“Patti Smith Holding a Gun”: A Review of Jeff Jackson’s “Destroy All Monsters”

Jeff Jackson’s Destroy All Monsters is about a band struggling to stay together after their friend and former bandmate is among many musicians murdered onstage in an epidemic of mass shootings at concert venues. It’s about the ex-girlfriend of that dead musician. It’s about the city around that dead musician. It’s about the dead musician. In ways you wouldn’t expect, it’s sometimes about the shooters. It’s about you and me. It’s about the time we live in, the times our ancestors lived in. It’s about music. It’s about burning your house down. It’s about facing the gun and being behind it.
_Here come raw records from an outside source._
PR #1966, opened 2024-09-19
Solved Error when clicking 'add-experiment-button'

RidhamShah:
The error encountered when clicking the "Add Experiment" button was caused by an issue with the metric structure, likely due to an improper configuration in the `.env` file. As the metric structure has been updated, it now requires a context array as one of its properties. However, it was receiving null or undefined instead of an array, which prevented the application from reading the metric's context and resulted in the error.

The solution provided in this PR will address the immediate bug, but the primary focus should be on correcting the metric data configuration in the `.env` file.


ppratikcr7:
So this resolves the error. If the context in metrics is null, we are able to create experiment, and we wont see the metrics in the stepper list and the context on Metrics Tab is blank. @danoswaltCL @VivekFitkariwala Hope this is fine.
Screenshot 2024-09-19 at 1 41 31 PM

ppratikcr7 (approved):

zackcl:
Isn't this the current behavior in https://upgrade.qa-cli.net/? I think we already have some metrics with `null` context. So I think it should be fine?

zackcl (approved):

VivekFitkariwala (approved):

Jeff Jackson’s debut Mira Corpora and its follow-up Novi Sad are aesthetically distinctive from any other book on the shelf—the first with its frayed-edge paper, the latter with its blue pages. Destroy All Monsters continues the trend of standing out, the cover looking like a high-contrast punk flyer, the format mimicking a double-sided record or cassette tape. Two books in one—an A side and a B side—each side expanding or putting an alternate spin on the material of the other. There’s no denying the presentation of Jackson’s latest novel is musically influenced, but what do its guts look like? There’s a famous black and white photograph, circa 1970, of punk rock icon Patti Smith sitting in a Chelsea Hotel room—eyes gazing through the camera to pierce the soul of the voyeur—a revolver dangling from her right hand so casually that at first glance, you see the gun as a cigarette. Jackson’s hypnotic, dream-like prose captures the tone of that photograph.

His mind keeps returning to the one time his mother beat him as a kid. She had trusted him to stay alone in the house. He had pulled the curtains, turned off the lights, and lit some candles. He put on a favorite album, found at a flea market, whose cover featured two women in black housecoats and red scarves standing against a brick wall. It looked like they’d been cornered, but they snarled defiantly at the camera and bared their red teeth. He played it at obliterating volume until he felt himself dissolving inside the ecstatic din. When he opened his eyes, he wasn’t surprised to see the living room was on fire. The flames climbing the curtains made sense, a physical manifestation of the music, ignited by forces deep within the song.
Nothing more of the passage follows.